準決勝の埼玉栄戦は持ち味のスピードで何度もサイドを切り裂いたが、ゴールだけがなかった。「自分の特徴はスピード。とにかく相手よりも自分の方が速いと思って縦に仕掛けた。でも決めきれなかったのが悔しい」。試合後には悔しさを見せていた宍戸が続く準決勝で結果で応えた。

川口市立戦は前半からゴールに迫り、29分には「準決勝からボールが変わったので、ゴロより浮き球の方が自分的に入るかなって」と、パンチ力のあるミドルシュートがゴール上を捉えた。相手キーパーの好守もありゴールとはならなかったが、前半からゴールの匂いを感じさせる。

後半も2年生MFが花咲徳栄のアタックを牽引。すると終盤の34分だ。FW吉谷地世菜(1年)のクロスに、ゴール前が一瞬緩む。「もう絶対クリアさせないと思って後ろから行きました」。宍戸はその瞬間、相手DFの隙を刈り取り、ボールを奪うと同時に反転。右足を一閃し、サイドネットへと突き刺した。これが決勝点となり、花咲徳栄は2大会ぶりのファイナル進出を決めた。

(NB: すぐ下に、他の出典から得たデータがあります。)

PR #49, opened 2019-11-29
OPENEUROPA-2535: Poetry HTML export with true #plain_text when needed.

upchuk:


modules/oe_translation_poetry/modules/oe_translation_poetry_html_formatter/tests/fixtures/formatted-content.html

「もう絶対自分で決めたかった。シュートはサイドネットを狙えたので良かったです。前回はPKでギリギリ勝ったので、今回は延長もPKもなしで勝ちたかった」と宍戸。前回も準決勝で対戦した総体予選では1-1からのPK決着だったこともあり、80分での勝利に笑顔が弾けた。

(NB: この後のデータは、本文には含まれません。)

PR #52, opened 2019-12-04
OPENEUROPA-2602: Remove EWCMS references from this module.

dxvargas:


modules/oe_translation_poetry/README.md
```diff
@@ -20,15 +20,15 @@ There are a number of required configuration options needed for the Poetry integ
 
 * Poetry service URL - the Poetry endpoint.
 * Identifier code - Unless requested otherwise, this can be `WEB`
-* Request title prefix - Unless requested otherwise, this can be `EWCMS`
+* Request title prefix - Unless requested otherwise, this can be `OE`
```
upchuk: We should not anymore ship with this but just update the docs to say: ask DGT what title prefix they want.

dxvargas: Fixed.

昨年主将を務めた姉の楓花からは「『自分が行けなかった分頑張って』って言われて、絶対行かなきゃって思いました」。また、「3年生のラストは2位で終わるより、絶対優勝で終わった方がいい。自分たちの代も行きたいけど、今の代で絶対優勝して全国行きたいです」と力を込める。

決勝の相手は女王・昌平に決定。総体予選では0-1の接戦を演じたが、ゴールに迫る場面を作れなかったこともあり、「決勝は打ちたいと思ってます」。前からのディフェンスや球際を全員で全力で戦いながら、「もうギリギリでも、もう倒れても、シュートを打って決めれば勝ちだから、積極的に狙いたいです」。泥臭くでもゴールに迫り続け、決勝もチームを勝たせる1点を狙う。